Key Challenge: Stochasticity pollutes not only the returns but also the gradients of returns with respect to actions. Existing works either model return distributions while ignoring gradients (distributional RL) or model gradients as deterministic quantities (value gradients). No method characterizes both the return and its gradient at the "distributional" level.

Goal: (i) Define a Bellman operator capable of jointly bootstrapping return and action-gradient distributions; (ii) design a differentiable generative critic that outputs samples of both values and input gradients; (iii) identify a distributional distance that is computable and guarantees contraction; (iv) remove the unrealistic assumption of "differentiable environments."
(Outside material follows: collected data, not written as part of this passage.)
PR #1849, opened 2023-09-16
Fix compile error.

trparky:
Fixes issue that results in this ugly error message.

[ERROR] (1) C:\Program Files\Microsoft Visual Studio\2022\Community\MSBuild\Microsoft\VC\v170\Microsoft.CppBuild.targets(456,5): error MSB8020: The build tools for WindowsApplicationForDrivers10.0 (Platform Toolset = 'WindowsApplicationForDrivers10.0') cannot be found. To build using the WindowsApplicationForDrivers10.0 build tools, please install WindowsApplicationForDrivers10.0 build tools.  Alternatively, you may upgrade to the current Visual Studio tools by selecting the Project menu or right-click the solution, and then selecting "Retarget solution". [C:\Users\trpar\source\repos\systeminformer\sistatus\sistatus.vcxproj]

### DIFF
--- a/sistatus/sistatus.vcxproj
+++ b/sistatus/sistatus.vcxproj
@@ -35,13 +35,13 @@
     <Platform Condition="'$(Platform)' == ''">Win32</Platform>
     <RootNamespace>sistatus</RootNamespace>
     <DriverType>KMDF</DriverType>
-    <WindowsTargetPlatformVersion>$(LatestTargetPlatformVersion)</WindowsTargetPlatformVersion>
+    <WindowsTargetPlatformVersion>10.0</WindowsTargetPlatformVersion>
   </PropertyGroup>
   <Import Project="$(VCTargetsPath)\Microsoft.Cpp.Default.props" />
   <PropertyGroup Condition="'$(Configuration)|$(Platform)'=='Debug|Win32'" Label="Configuration">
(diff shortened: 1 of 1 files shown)


jxy-s:
@trparky you're missing the WDK: https://learn.microsoft.com/en-us/windows-hardware/drivers/download-the-wdk

With the change you're suggesting, building the project is broken since the `.mc` artifacts are not rebuilt when changes happen. Let me consider reorganizing the projects so those who don't want to build the kernel parts don't have to have the WDK.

Key Insight: The authors incorporate the idea of Sobolev training ("fitting the gradient of a true function with the gradient of an approximator") into distributional RL. Since distributional RL already models the return as a random variable, it is extended here to a $(|A|+1)$-dimensional random variable, treating the action gradient as a stochastic quantity to be bootstrapped via TD.
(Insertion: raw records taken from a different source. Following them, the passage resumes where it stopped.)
PR #1877, opened 2023-10-16
SourceLink support

ge0rdi:
This PR adds support for SourceLink so that debuggers can obtain proper version of source files automatically.
It uses official `Microsoft.SourceLink.GitHub` NuGet package that does all the work and is referenced by all projects.

Additionally, it fixes paths stored in PDBs so that they are all relative to repo root.
Currently these paths are solution-relative so it is not possible to map them to repo paths for some binaries (`systeminformer.sys`, plugins, ...).


tools/CustomBuildTool/bin/Release/CustomBuildTool.exe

Core Idea: Replace "deterministic gradient modeling" with "distributional gradient modeling"—proposing Distributional Sobolev RL. The critic directly generates joint "return-gradient" samples, uses max-sliced MMD for contractive distributional TD, and utilizes a cVAE world model to make stochastic environments differentiable.

Method¶

Overall Architecture¶

The method is called DSDPG (Distributional Sobolev Deterministic Policy Gradient): it replaces the standard critic in off-policy actor-critic with a "distributional Sobolev critic" paired with a differentiable cVAE one-step world model, trained jointly. During an update, the system samples next-state rewards from the world model, allows the critic to generate joint samples of "return + action gradient," and bootstraps the target distribution using the Sobolev Bellman operator (where the action gradient term is obtained via automatic differentiation of the Bellman target). After overestimation correction, MSMMD aligns the predicted distribution with the target distribution. The actor performs gradient ascent along the expected return estimated by the critic.
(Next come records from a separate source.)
PR #1878, opened 2023-10-17
Update ntrtl.h

elnx:
According to [this MSDN documentation](https://learn.microsoft.com/en-us/windows-hardware/drivers/ddi/wdm/nf-wdm-barrierafterread), `BarrierAfterRead` is not available until win11 22h2.

### DIFF
--- a/phnt/include/ntrtl.h
+++ b/phnt/include/ntrtl.h
@@ -1257,7 +1257,7 @@ RtlWakeAddressSingle(
 
 // end_rev
 
-#if PHNT_VERSION >= PHNT_WIN11_22H2
+#if (PHNT_VERSION >= PHNT_WIN11_22H2)
 FORCEINLINE
 VOID
 RtlCopyVolatileMemory(
--- a/phnt/include/ntrtl.h
+++ b/phnt/include/ntrtl.h
@@ -1257,6 +1257,7 @@ RtlWakeAddressSingle(
 
 // end_rev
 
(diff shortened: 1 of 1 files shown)


elnx:

phnt/include/ntrtl.h
```diff
@@ -1257,6 +1257,7 @@ RtlWakeAddressSingle(
 
 // end_rev
 
+#if PHNT_VERSION >= PHNT_WIN11_22H2
```
dmex, line 1260: This needs brackets `(PHNT_VERSION >= PHNT_WIN11_22H2)`

dmex (changes requested):

Biswa96:
But BarrierAfterRead is just an inline function with `__dmb` intrinsic in wdm.h. Does it depend on Windows version?

elnx:
> But BarrierAfterRead is just an inline function with `__dmb` intrinsic in wdm.h. Does it depend on Windows version?

You are right. The newer Windows SDK (10.0.22621.0) has defined it as an inline function, in winnt.h, while there is no definitions for it in older SDK (for example 10.0.19041.0).

Biswa96:
> while there is no definitions for it in older SDK (for example 10.0.19041.0).

Latest Windows SDK is already an requirement for other functions. IIRC, there were some issues where using latest SDK fixes compiler errors. Please correct me if I am wrong.

dmex (approved):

The core is a random variable termed the "Stochastic Action Sobolev Return," which concatenates the scalar return and the gradient of the return with respect to the initial action into a high-dimensional random variable:

\[Z^{Sa}(s,a)=\Big[\sum_{t=0}^{\infty}\gamma^t r(s_t,a_t);\ \nabla_a\sum_{t=0}^{\infty}\gamma^t r(s_t,a_t)\Big],\quad s_0=s,a_0=a.\]

The pipeline is as follows:

%%{init: {'flowchart': {'rankSpacing': 24, 'nodeSpacing': 28, 'padding': 6, 'wrappingWidth': 400}}}%%
flowchart TD
    A["Replay Sampling<br/>(s, a, r, s')"] --> B["cVAE One-step World Model<br/>Sample (ŝ', r̂)"]
    B --> C["Sobolev Distributional Critic<br/>Generate (Return, Action Gradient) Joint Samples"]
    C --> D["Sobolev Bellman Bootstrap<br/>Autograd for Action Gradient Target"]
    D --> E["Overestimation Correction<br/>TQC Truncation top-p%"]
    E --> F["MSMMD Metric<br/>Alignment: Predicted ↔ Target Distribution"]
    F -->|Train Critic| C
    F -->|Ascent along Critic Mean| G["Actor Policy Update"]

Key Designs¶

1. Sobolev Distributional Bellman Operator: Bootstrapping Action Gradients into TD

To address the issue of gradients being smoothed by deterministic modeling, this paper no longer treats the action gradient as an auxiliary regularization term during critic training but includes it in the TD target along with the scalar return. The authors define the Sobolev distributional Bellman operator $\mathcal{T}^{Sa}_\pi$ acting on a $(|A|+1)$-dimensional random variable. After sampling $s'\sim P,\ r\sim R,\ X'\sim\eta^{Sa}(s',a')$, a pointwise affine mapping pushes the next-step distribution forward. Its two components are:

\[f^{return}(x)=r+\gamma\,x^{return},$$ $$f^{action}(x)=\frac{\partial r}{\partial a}(s,a)+\gamma\Big(\frac{\partial f}{\partial a}(s,a)\Big)^{T}\big(\partial_s x^{return}+(\partial_s\pi(s'))^{T}x^{action}\big).\]

The action gradient component is new—it results from the derivative of the Bellman target, characterizing how the gradient of the return transforms under transitions $P(s',r\mid s,a)$. The entire backup can be written as a single affine operator $Z^{Sa}(s,a)=b(s,a)+\mathcal{L}^{Sob}(s,a)[Z^{Sa}(s',a')]$, where $b(s,a)=(r(s,a),\partial_a r(s,a))$ collects immediate rewards and their action gradients. Since $f, r, \pi$ are differentiable, these updates are implemented via backpropagation through reparameterized simulators.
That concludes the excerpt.